Their overreaction left her wondering if she was wrong. Was she at fault for using a common household item? This story stirred lively debates online, raising questions about family communication, boundaries, and parental responsibilities.

‘AITA for using the hair scissors my mom bought two days ago? Her and my dad are really mad at me’

It started when the girl innocently used her mom’s new scissors:

I'm 17(f) for context. She bought a new pair of scissors and put them in the bathroom. I opened them this morning to trim my bangs a bit, and my...

My mom got really mad at me and started yelling at me, saying she "just f__king bought them" and that I didn't ask to open them I told her I...

Her father’s reaction escalated the tension:

My dad then went to the kitchen with my older sister, telling her we "need to buy our own stuff" and that he shouldn't have to pay for us like...

I can hardly pay for my own stuff because my dad said he doesn't want me to get a job because I have a 6 year old brother at home....

The parents’ overreaction to the girl using hair scissors highlights deeper issues with communication and expectations in the family. Dr. John Gottman, a family dynamics expert, notes, “Unclear communication can lead to unnecessary conflicts, especially when parents fail to convey rules” (Raising an Emotionally Intelligent Child, 1997). Placing scissors in a shared bathroom without stating they’re off-limits set the girl up for a misunderstanding.
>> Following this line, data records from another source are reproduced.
PR #596, opened 2024-08-27
move aside, poor weak ale, make room for beer

cornercube:
## About The Pull Request
adds a more proper beer to the game
regular recipe produces an ale, which is fermented without the use of hops

however, you can now harvest some bog-bitter from reeds in the bog
which can be combined with the grain to make a wort
fermenting the wort produces a nice, dark, stout
booze power and flavor is higher

also adds some some quality levels to importable beers

## Why It's Good For The Game
adds some flavour (HA)

## Pre-Merge Checklist

### DIFF
--- a/modular/Neu_Farming/code/produce.dm
+++ b/modular/Neu_Farming/code/produce.dm
@@ -265,7 +265,7 @@
 	eat_effect = /datum/status_effect/debuff/badmeal
 	list_reagents = list(/datum/reagent/drug/nicotine = 5, /datum/reagent/consumable/nutriment = 1)
 	grind_results = list(/datum/reagent/drug/nicotine = 10)
-  possible_potion = "poison"
+ 	possible_potion = "poison"
 	dust_result = /obj/item/alch/tobaccodust
 
 // -------------- HOPS and BEER WORT -----------------


code/modules/reagents/chemistry/reagents/alcohol_reagents.dm
```diff
@@ -72,7 +72,7 @@ All effects don't start immediately, but rather get worse over time; the rate is
 	return ..()
 
 /datum/reagent/consumable/ethanol/beer
-	name = "Beer"
+	name = "Ale"
```
ThePainkiller, line 75: Beer is a catch-all term for ale, technically all variants on this file are _types_ of beer, Ale is one of the two classifications for beer (Lager/Ale, which depends largely on the temperature it was brewed)
Seeing as how this is the base, why not make the poor man's choice just remain Beer, and make Ale into another type with a different recipe?
Also, you can't turn Ale into a stout since a stout is a lager, and not ale (the difference is stupid but...cohesion)

cornercube: the basic beer is supposed to be ale, since it has no hops
adding hops to it is supposed to make it into more of a regular beer

PR #597, opened 2024-08-27
Cleans up the last of the mage revert

NPC1314:
## About The Pull Request

With the return to focusing on court mage being the assigned sumbucket the ring of protection is not needed anymore.
(In fact should have been reverted with the hat stuff but was overlooked. With this the revert should be complete since removing the debugged fireball and spell art would be silly.)

The ring also restored to full function and the too long names of the guild rings shortened a little so they fit with the rest in inventory displays.

## Pre-Merge Checklist

### DIFF
--- a/code/modules/jobs/job_types/roguetown/nobility/magician.dm
+++ b/code/modules/jobs/job_types/roguetown/nobility/magician.dm
@@ -35,7 +35,6 @@
 	id = /obj/item/clothing/ring/gold
 	belt = /obj/item/storage/belt/rogue/leather/plaquesilver
 	beltr = /obj/item/keyring/mage
-	id = /obj/item/clothing/ring/gold/protection
 	backl = /obj/item/rogueweapon/woodstaff
 	shoes = /obj/item/clothing/shoes/roguetown/shortboots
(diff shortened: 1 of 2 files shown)


code/modules/jobs/job_types/roguetown/nobility/magician.dm
```diff
@@ -35,7 +35,6 @@
 	id = /obj/item/clothing/ring/gold
 	belt = /obj/item/storage/belt/rogue/leather/plaquesilver
 	beltr = /obj/item/keyring/mage
-	id = /obj/item/clothing/ring/gold/protection
```
BadAtThisGame302, line 38: Give the Mage an anti-magic ring then to compensate.

NPC1314: No. They literally got it to compensate for having age bracketed spells and the hat, with that gone, so goes the ring.

ThePainkiller: If the ring is gone from them, is it even obtainable?

Stutternov (approved):

PR #599, opened 2024-08-27
Tell Good Jackberries From Bad

lavillastrangiato:
## About The Pull Request

With a Farming skill of 3 or above, you can now discern poisonous jackberries apart from good ones by examining them.
image

@Optimism333 and @DovaKitty coded this and helped input it at my request! I am merely testing and PRing.

## Why It's Good For The Game

Makes Farming skill more useful, and allows a way to discern poisonous berries without just eating and praying.

## Pre-Merge Checklist


CormanQuewye:
A decent change! Funnily enough, you can already do this if you have an arrow by checking if the poison arrow craft pops up (which makes the thumbs down someone gave this extra funny).

Optimism333:
Don't understand the thumbs down, myself. I think it's a great change, even if it will likely only be relevant at the start of the round. But if we were expand foraging with new items, this check could easily be be expanded.

Heck, it would be neat if high intelligence and/or perception also allowed the check to be made.

Maybe around the range of 14+ in either category. I might run some tests with code and see if that can be applied.

CormanQuewye:
> Don't understand the thumbs down, myself. I think it's a great change, even if it will likely only be relevant at the start of the round. But if we were to expand foraging with new items, this check could easily be be expanded.
> 
> Heck, it would be neat if high intelligence and/or perception also allowed the check to be made.
> 
> Maybe around the range of 14 or above in either category. I might run some tests with code and see if that can be applied.

You could use d20 ttrpg logic and apply a +1 modifier to the skill check for every 2 INT above 10.

NPC1314 (approved):

PR #224, opened 2021-05-07
[Fix] Separated webpack analyzer plugin from main plugins #223

### LINKED ISSUE #223: [bug] Webpack analyzer is causing issues
Sometimes building hangs because of webpack analyzer.

Can we avoid to call webpack analyzer during the standard build process?
Can we avoid to open the webpack analyzer webpage after `yarn start`?

We should trigger webpack analyzer explicitly with a command, it should not be part of the standard process.

codesankalp:
Now webpack analyzer can be avoided during the standard build process and yarn start

Fixes #223

### DIFF
--- a/package.json
+++ b/package.json
@@ -99,7 +99,8 @@
     "format": "prettier --write \"**/*.+(js|jsx|json|css|md)\"",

Instead of yelling, the parents could have explained the need to ask first, fostering learning without shame.

The father’s complaint about “providing” and preventing her from working due to her brother’s care raises a serious issue: unfair responsibility allocation. At 17, she isn’t legally or morally obligated to be her brother’s primary caregiver. Expecting her to babysit to save on childcare costs while criticizing her for not buying her own things is contradictory and unjust. This can harm her emotional growth and autonomy, as Dr. Lisa Damour warns in Untangled (2016): “Teens need empowerment for independence, not premature adult roles.”

The parents should improve communication by setting clear rules, e.g., “The new scissors are for Mom only; ask before using.” They should also consider paying her for babysitting or allowing her to work for independence. The girl could initiate a calm talk, explaining she needs clarity and earning opportunities to meet their expectations. If unchanged, she might seek support from a school counselor or trusted relative to plan for her future, like a part-time job at 18.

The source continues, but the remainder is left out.